The only problem is that
I am now sitting and staring at an entirely empty bottle of Coppola Merlot, stirred both by a hunger to experience the thrill of
celebrity contact at several removes; and to remind myself (if indeed
I ever knew) what a Sonoma red tastes like. So I trudge down to the
supermarket, hoping against hope to find something approximating to a
West Coast Merlot; or with Cliff Richard's name on it.
To my amazement, I do: a
Barefoot Merlot (£6.99 at Waitrose), Gold Medal winner at the 2011
Critics' Challenge Wine Competition, which I carry home like a school
prize, and whose screw top I then dispatch with a practised flourish.
Not
bad. A bit heavy on the blackberries and chesty velvety stuff, more
like eating a sexy chocolate bar than drinking wine, but on the other
hand, some nice acidity, an entertainingly protracted fruit crumble
finish, and mercifully only 13%, as opposed to the 15% horrors I have
tangled with in the past.
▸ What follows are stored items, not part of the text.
PR #321, opened 2021-11-30
Added support for unique admin layer boundary

erwagasore:
- Added support for specifying a unique boundary for an `admin-level-data` layer by just providing `boundary` as a valid `boundary` layer.

- Changed how we define boundaries by adding `display` boolean property. With the `display` property we load only boundaries which have `true` as display value

- Test country: Myanmar all boundaries are now set with `display: true`
- Test admin-level-data layer: `Vulnerability Index` with `boundary: inform`

### DIFF
--- a/src/components/MapView/Layers/AdminLevelDataLayer/index.tsx
+++ b/src/components/MapView/Layers/AdminLevelDataLayer/index.tsx
@@ -3,7 +3,11 @@ import { useSelector, useDispatch } from 'react-redux';
 import { get } from 'lodash';
 import { GeoJSONLayer } from 'react-mapbox-gl';
 import * as MapboxGL from 'mapbox-gl';
-import { AdminLevelDataLayerProps, LayerKey } from '../../../../config/types';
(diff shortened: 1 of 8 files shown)


wadhwamatic:
A few comments:
1. Don't make the display attribute required. It should default to false
2. I added another layer to test which uses admin 1 boundaries but it gives errors when it loads. Please try with the new layer I added. 
3. The scenario we should be thinking about has a new layer loaded which references a different set of admin boundaries and codes

wadhwamatic:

And here's a thing: if I was the sort of
person who (like PK) frets about appearances, I could decant this
stuff into the Coppola bottle and pass it off. After all, the Coppola
wine gets some very mixed online punters' reviews ('Mildly
disappointing'; 'Much better out there for half the price') and this
Barefoot stuff, although ultimately a bit sticky, does the job. By
God, I'm tempted. I could commit the imposture, then rub my hands
together and cackle like Dick Dastardly, just to let any interested parties know
that they were dealing with a criminal mastermind. And after that,
I could tip Asda own brand vodka into a Cîroc
bottle and pretend that P. Diddy had endorsed it.
Oh, wait, I don't
actually have an empty bottle of Cîroc,
and would have to buy it first. Drat and double drat.